■ Exercise requirements
Restate word for word the lines in the listing below, starting at the line containing "Part of #289." and ending at the line containing "### React starter live hover", both included; leave out the rest.

■ Exercise inputs
+ + + + +
PR #422, opened 2026-08-26
extension: lazy-load rare content-script UI

spencerc99:
## Summary

- keep cursor, navigation, viewport, keyboard, and gated scrap collectors on their existing all-page initialization paths
- move the historical overlay, milestone toast, toast styles, and React Shadow DOM mounting support into an on-demand WXT entrypoint
- load that entrypoint only when a history or milestone event actually displays the rare UI, preserving replacement, teardown, error recovery, and stale-request handling
- add a headless paired benchmark that stops only after all four normal collectors report enabled

## Content-script size

Measured from same-machine production Chrome MV3 builds of current main (`769bba1c`) and this branch (`59951aa1`):

| Encoding | Main | This PR | Change |
| --- | ---: | ---: | ---: |
| Raw | 1,203,388 B | 1,120,542 B | -82,846 B (-6.88%) |
| gzip -9 | 516,378 B | 489,429 B | -26,949 B (-5.22%) |
| Brotli q11 | 303,110 B | 280,653 B | -22,457 B (-7.41%) |

The on-demand `content-page-ui.js` artifact is 340,207 B raw, 107,710 B gzip, and 92,587 B Brotli. This trades total package bytes for less code parsed and initialized on every supported page. Site-specific React features still leave some React code in the eager content bundle; broader feature splitting is outside this focused change.

## Collector-ready startup

I ran 15 alternating same-machine pairs in headless Chrome. Every run used a fresh profile, started and seeded the extension worker before timing, navigated to the same local no-script page, and stopped when cursor, navigation, viewport, and keyboard collectors all reported enabled. The rare UI script was not requested during startup in any run.

| Metric | Main median | This PR median | Paired median change | Lower-work PR pairs |
| --- | ---: | ---: | ---: | ---: |
| Collector-ready wall time | 96.292 ms | 94.430 ms | -1.813 ms | 11/15 |
| TaskDuration | 66.433 ms | 64.506 ms | -1.916 ms | 14/15 |
| ScriptDuration | 32.058 ms | 31.683 ms | -0.389 ms | 13/15 |
| JSHeapUsedSize delta | 3,124,644 B | 3,016,264 B | -108,380 B | 15/15 |

[...]

PR #427, opened 2026-08-27
extension: remove startup PlayHTML capability scan

spencerc99:
## Summary

- stop scanning every page for PlayHTML capability attributes during content-script initialization
- remove the now-unreachable startup scan method
- preserve the on-demand CHECK_PLAYHTML_STATUS path and its live DOM count
- add executable content-entrypoint coverage that proves startup skips the selector while an explicit status request sees elements added after initialization

## Rationale

The startup result was discarded, so every supported page paid for a full capability-selector query without changing extension behavior. The popup status request still needs a current count and continues to scan on demand.

## Verification

- bun run build-packages
- focused regression test, including a pre-fix failure on the startup selector
- bun run test:extension: 141 files and 897 tests passed
- bun run check:extension
- production Chrome MV3 build
- bun run smoke:extension: service worker, content script, and popup loaded in isolated headless Chrome
- git diff --check
- final conservative diff review: no findings

## Scope and overlap

PR #422 was checked and is closed without this cleanup. Current open extension PRs were checked; #264 also touches content.ts for an unrelated auth challenge bridge and does not duplicate this removal.

No screenshots because visible UI behavior is unchanged. No extension/PENDING.md entry because this is internal startup maintenance. No package docs, starter templates, or changeset are needed because published package behavior and APIs are unchanged.

### DIFF
--- a/extension/src/__tests__/content-playhtml-status.test.ts
+++ b/extension/src/__tests__/content-playhtml-status.test.ts
@@ -1,0 +1,124 @@
+// ABOUTME: Verifies PlayHTML capability scans run only for explicit status requests.
+// ABOUTME: Exercises content-script initialization and status messaging against the real DOM.
+
+import { beforeEach, describe, expect, it, vi } from "vitest";
+
+const storageGet = vi.hoisted(() => vi.fn());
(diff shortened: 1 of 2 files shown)


spencerc99:
## Code review

Issue #289, opened 2026-07-09
API redesign proposal: unified data model (buckets, addresses/handles, users/live split)


spencerc99:
Proposal from a full audit of the public API surface (2026-07-07). This consolidates the data model, authoring surface, and cross-page/cross-site story into a small set of composable primitives, with an incremental, migration-free rollout path.

## Motivation

The current surface has grown by accretion. Mapping every primitive onto two axes — **ownership** (shared: one value for the room, vs per-user: each person publishes their own) and **lifetime** (persisted / ephemeral / local) — shows the problem at a glance:

| | Shared (one value) | Per-user (map of values) |
|---|---|---|
| **Persisted** | element `setData` + `createPageData` — 2 names, 1 primitive | gap — hand-rolled via pid-keyed writes into shared data |
| **Ephemeral** | gap — in practice always derived or an event | element awareness + page presence + cursors — 3 APIs, 3 transports |
| **Local** | `localData` (in-memory only) | identity (localStorage + multiple broadcast write sites) |

Six-plus names for four cells; one cell covered three times. Scope (element vs page vs room) is not a third kind of thing — it is just a key: `createPageData` already stores under a synthetic `__page__` tag through the same element-proxy machinery.

Additional findings from the audit: `globalData` is dead code; `elementHandlers`/`eventHandlers`/`sharedPermissions` are raw mutable maps exposed publicly while `syncedStore` gets a read-only proxy; three teardown verbs (`removePlayElement` / `deleteElementData` / `unregister`) for two concepts; `extraCapabilities` and `define()` register into the same map through different validation paths; deprecated aliases (`additionalSetup`, `hasSynced`) still live.

## The model

Four things, one of which is free:

1. **`data`** — shared state. One value per key, everyone reads/writes, persisted.
2. **`live`** — per-user state (today's element awareness, renamed). Each person writes their own slot; everyone reads all slots; cleaned up mechanically on disconnect. Per-user ownership of ephemeral state is not a Yjs artifact: disconnect cleanup requires an owner, which is why every multiplayer system (Liveblocks, Phoenix Presence, Figma) converges here. Note: `live` is the ephemeral bucket **on each user** (at page scope, reached through `playhtml.users`; at element scope, through the element ctx) — it is not a competing top-level roster API.
3. **`users`** — the roster and ownership model: durable identity (name / color / custom profile traits). Being built in #284. users = who, presence/live = what they're doing, cursors = a rendering layer on top.
[...]

PR #430, opened 2026-08-27
Add element live users and update APIs

spencerc99:
## Summary

- add `live`, `users`, `setLive`, `getLive`, and `getUsers` for element-scoped per-user data
- add `update` as the preferred imperative renderer and run it for shared data and live-user changes
- keep the awareness and `updateElement` spellings as deprecated compatibility aliases, with errors when both alias names are supplied
- expose the same live-user model through React render props
- update public docs, both starters, the element-building skill, tests, and changesets

## Why

Element-scoped presence previously required separate awareness callbacks and raw value collections. The new API gives each renderer one model: `live` is my ephemeral value, `users` joins every current value with its user identity, and `update` renders both shared data and user changes.

This is the core element naming/render slice from #289. Page-level Users live channels, cursor renderer changes, data/useData, read tracking, drag/onClick cleanup, awareness fallback removal, and teardown renames remain out of scope.

## Verification

- `bun run -C packages/playhtml test` equivalent from the package directory: 538 tests passed
- `bun run -C packages/react test` equivalent from the package directory: 57 tests passed, including type and real-core integration tests
- `bun run build-packages`
- `bun run lint`
- `bun run -C apps/docs build` equivalent from the docs directory
- `bunx vite build` in `templates/react-starter`
- real-browser verification of the docs, React starter, and a temporary HTML starter using the locally built unreleased package
- both starter hover examples changed from `0 here` to `1 here`; fresh starter tabs had no console errors

Part of #289.

### DIFF
--- a/.changeset/bright-users-update.md
+++ b/.changeset/bright-users-update.md
@@ -1,0 +1,7 @@
+---
+"@playhtml/common": minor
+"playhtml": minor
+"@playhtml/react": minor
+---
+
+Add the element `live`, `users`, `setLive`, and `update` APIs so one renderer can combine shared state with current per-user values and identity. Existing awareness and `updateElement` names remain available as deprecated compatibility aliases.
--- a/apps/docs/src/content/docs/advanced/dynamic-elements.mdx
+++ b/apps/docs/src/content/docs/advanced/dynamic-elements.mdx
@@ -46,7 +46,7 @@ document.body.appendChild(note);
 
 playhtml.register(note, {
   defaultData: { text: "" },
-  updateElement: ({ element, data }) => {
+  update: ({ element, data }) => {
     element.textContent = data.text;
   },
 });
--- a/apps/docs/src/content/docs/advanced/merging-data.md
+++ b/apps/docs/src/content/docs/advanced/merging-data.md
@@ -139,7 +139,7 @@ setData((draft) => {
 
 ## Reactive callbacks
 
-The riskiest conflict is a callback that reads shared data, writes shared data, and re-runs when that same data changes. React effects, subscriptions, and vanilla `updateElement` callbacks can all do this.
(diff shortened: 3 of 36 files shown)


spencerc99:
## Preview evidence

**Element live/users documentation and both starters use one per-user rendering model.**

[Open preview](http://127.0.0.1:4321/docs/custom-elements/) · [Review all evidence](https://pr-evidence.spencerc99.workers.dev/review/ev-mtb6l3ao-f44cd85f) · Commit `25829f5`

### Vanilla live users guide

Vanilla live users guide

The custom-elements guide now explains live, users, setLive, and one update renderer with a complete vanilla HTML example.

[Open captured page](http://127.0.0.1:4321/docs/custom-elements/) · 1280×720

### React starter live hover

React starter live hover

Hovering the React reaction button publishes live state and renders one current user.

[Open captured page](http://127.0.0.1:4322/) · 1280×720

### Vanilla starter live hover

Vanilla starter live hover

The vanilla starter uses the same live/users API and renders one current user while hovered.

[Open captured page](http://127.0.0.1:4323/) · 1280×720

spencerc99:
## Code review

- **High: Element `users` can stay empty or stale when identity arrives after live data** ([`packages/playhtml/src/index.ts:1971`](https://github.com/spencerc99/playhtml/blob/25829f5f6f3118db92cf7b4f32b2d88783937e6a/packages/playhtml/src/index.ts#L1971)): `getElementUsers` joins the live-value map against `usersAPI.getAll()` only while an element-awareness update is rendering. The users module receives Yjs identity changes independently, and this PR does not subscribe element renderers to `usersAPI.onChange`. The presence socket can therefore deliver a remote element value before the Yjs identity state. That render omits the user, and the later identity arrival does not render the element again, so the user stays missing until some unrelated live value changes. The same ordering can leave a changed name or color stale. Refresh the element render path when the users snapshot changes, or join identity and live data from one authoritative feed. Add coverage where socket live data arrives before the Yjs identity.

spencerc99:
## Code review

PR #438, opened 2026-08-28
partykit: preserve slow document hydration

spencerc99:
## Summary

- give Supabase document hydration one shared 15-second deadline instead of aborting each read at 5 seconds
- record slow and retried hydration timing without logging document data
- add real loopback regression coverage for a response that arrives after 5 seconds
+ + + + +
■ Answer to the exercise
Part of #289.

### DIFF
--- a/.changeset/bright-users-update.md
+++ b/.changeset/bright-users-update.md
@@ -1,0 +1,7 @@
+---
+"@playhtml/common": minor
+"playhtml": minor
+"@playhtml/react": minor
+---
+
+Add the element `live`, `users`, `setLive`, and `update` APIs so one renderer can combine shared state with current per-user values and identity. Existing awareness and `updateElement` names remain available as deprecated compatibility aliases.
--- a/apps/docs/src/content/docs/advanced/dynamic-elements.mdx
+++ b/apps/docs/src/content/docs/advanced/dynamic-elements.mdx
@@ -46,7 +46,7 @@ document.body.appendChild(note);
 
 playhtml.register(note, {
   defaultData: { text: "" },
-  updateElement: ({ element, data }) => {
+  update: ({ element, data }) => {
     element.textContent = data.text;
   },
 });
--- a/apps/docs/src/content/docs/advanced/merging-data.md
+++ b/apps/docs/src/content/docs/advanced/merging-data.md
@@ -139,7 +139,7 @@ setData((draft) => {
 
 ## Reactive callbacks
 
-The riskiest conflict is a callback that reads shared data, writes shared data, and re-runs when that same data changes. React effects, subscriptions, and vanilla `updateElement` callbacks can all do this.
(diff shortened: 3 of 36 files shown)


spencerc99:
## Preview evidence

**Element live/users documentation and both starters use one per-user rendering model.**

[Open preview](http://127.0.0.1:4321/docs/custom-elements/) · [Review all evidence](https://pr-evidence.spencerc99.workers.dev/review/ev-mtb6l3ao-f44cd85f) · Commit `25829f5`

### Vanilla live users guide

Vanilla live users guide

The custom-elements guide now explains live, users, setLive, and one update renderer with a complete vanilla HTML example.

[Open captured page](http://127.0.0.1:4321/docs/custom-elements/) · 1280×720

### React starter live hover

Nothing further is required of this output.